The paper introduces a novel regional aggregated selective match kernel (R-ASMK) that improves image retrieval accuracy using fewer, curated regions.
It leverages a custom-trained landmark detector and a new dataset of 86,000 images to enable focused and efficient regional indexing.
Experiments on Revisited Oxford and Paris datasets show significant mean average precision gains, advancing state-of-the-art retrieval methods.
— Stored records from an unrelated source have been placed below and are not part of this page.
PR #763, opened 2026-09-17
refactor(eslint-markdown): add ASCII and non-ASCII punctuation constants with question mark variations

lumirlumir:
This pull request refactors how punctuation character sets are defined and used in the `eslint-markdown` package. It introduces named constants for ASCII and non-ASCII punctuation (with and without question marks), updates the main punctuation arrays to use these new constants, and ensures consistent usage across the codebase and tests. Additionally, the `no-double-punctuation` rule now dynamically uses the ASCII punctuation set, making it easier to maintain and extend.

**Punctuation character set refactoring:**

* Introduced new constants in `constants.ts`: `asciiPunctuation`, `asciiPunctuationWithQuestionMark`, `nonAsciiPunctuation`, and `nonAsciiPunctuationWithQuestionMark`, and refactored `punctuation` and `punctuationWithQuestionMark` to be derived from these.
* Updated related tests in `constants.test.ts` to check for the new constants and their correct values. [[1]](diffhunk://#diff-550cca8abc644491d2f627ebd8e979d41a6425839f4a3d9c41daaff7ee3c86ffR12-R15) [[2]](diffhunk://#diff-550cca8abc644491d2f627ebd8e979d41a6425839f4a3d9c41daaff7ee3c86ffR44-R81) [[3]](diffhunk://#diff-550cca8abc644491d2f627ebd8e979d41a6425839f4a3d9c41daaff7ee3c86ffL59-R114)

**Rule improvements:**

* Updated `no-double-punctuation.ts` to import and use `asciiPunctuationWithQuestionMark` for building the double punctuation regex and schema validation, ensuring the rule is always in sync with the defined punctuation set. [[1]](diffhunk://#diff-ae55d05e7c659eb90dac6e130409d6e4eee25f71971c8c999888d37bf4e4e839L10-R10) [[2]](diffhunk://#diff-ae55d05e7c659eb90dac6e130409d6e4eee25f71971c8c999888d37bf4e4e839R38-R47) [[3]](diffhunk://#diff-ae55d05e7c659eb90dac6e130409d6e4eee25f71971c8c999888d37bf4e4e839L73-R78)


packages/eslint-markdown/src/core/constants.ts
```diff
@@ -18,30 +18,45 @@ export const URL_RULE_DOCS = (ruleName = ''): string =>
...
 /**
  * This pattern is based on the punctuation list used by `markdownlint` and `remark-lint`.
  * @see https://github.com/DavidAnson/markdownlint/blob/v0.41.1/helpers/helpers.cjs#L41
  * @see https://github.com/remarkjs/remark-lint/tree/main/packages/remark-lint-no-heading-punctuation#parameters
  */
-export const punctuationWithQuestionMark = [...punctuation, '?', '？'] as const;
+export const punctuationWithQuestionMark = [
+  ...asciiPunctuationWithQuestionMark,
+  ...nonAsciiPunctuationWithQuestionMark,
+] as const;
```
tooth-is-silver, line 59: `nonAsciiPunctuationWithQuestionMark` is only used to build this array, so it seems unnecessary as a separate constant.
Would it be simpler to spread punctuation and add the question marks directly?

```ts
export const punctuationWithQuestionMark = [...punctuation, '?', '？'] as const;
```

lumirlumir: Yep, actually this violates YAGNI, but this is for a future usage and for consistency with other helper array, so I'd like to keep it in this version. 🙂 Thanks!

tooth-is-silver (approved):
LGTM 🚀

Detect-to-Retrieve: Efficient Regional Aggregation for Image Search

The paper "Detect-to-Retrieve: Efficient Regional Aggregation for Image Search" explores the domain of image retrieval, particularly focusing on improving the efficiency and accuracy of retrieving object instances from cluttered scenes. This paper introduces a novel approach that leverages regional aggregation, enhancing regional selection processes by employing a custom-trained landmark detector.

Summary of Contributions

Landmark Dataset Development: The authors address a notable gap in traditional retrieval benchmarks by developing a new dataset. Using the Google Landmarks dataset as a foundation, they create a collection of 86,000 images encompassing manually curated bounding boxes from 15,000 unique landmarks. This dataset aids in training a robust landmark detector, facilitating more focused regional indexing.
Regional Aggregated Selective Match Kernel (R-ASMK): The cornerstone of this research is the introduction of a regional aggregated selective match kernel. R-ASMK integrates information from detected regions into coherent image representations, significantly uplifting retrieval accuracy without expanding dimensionality. It surpasses existing methods that independently index regions, demonstrating superior efficiency and performance.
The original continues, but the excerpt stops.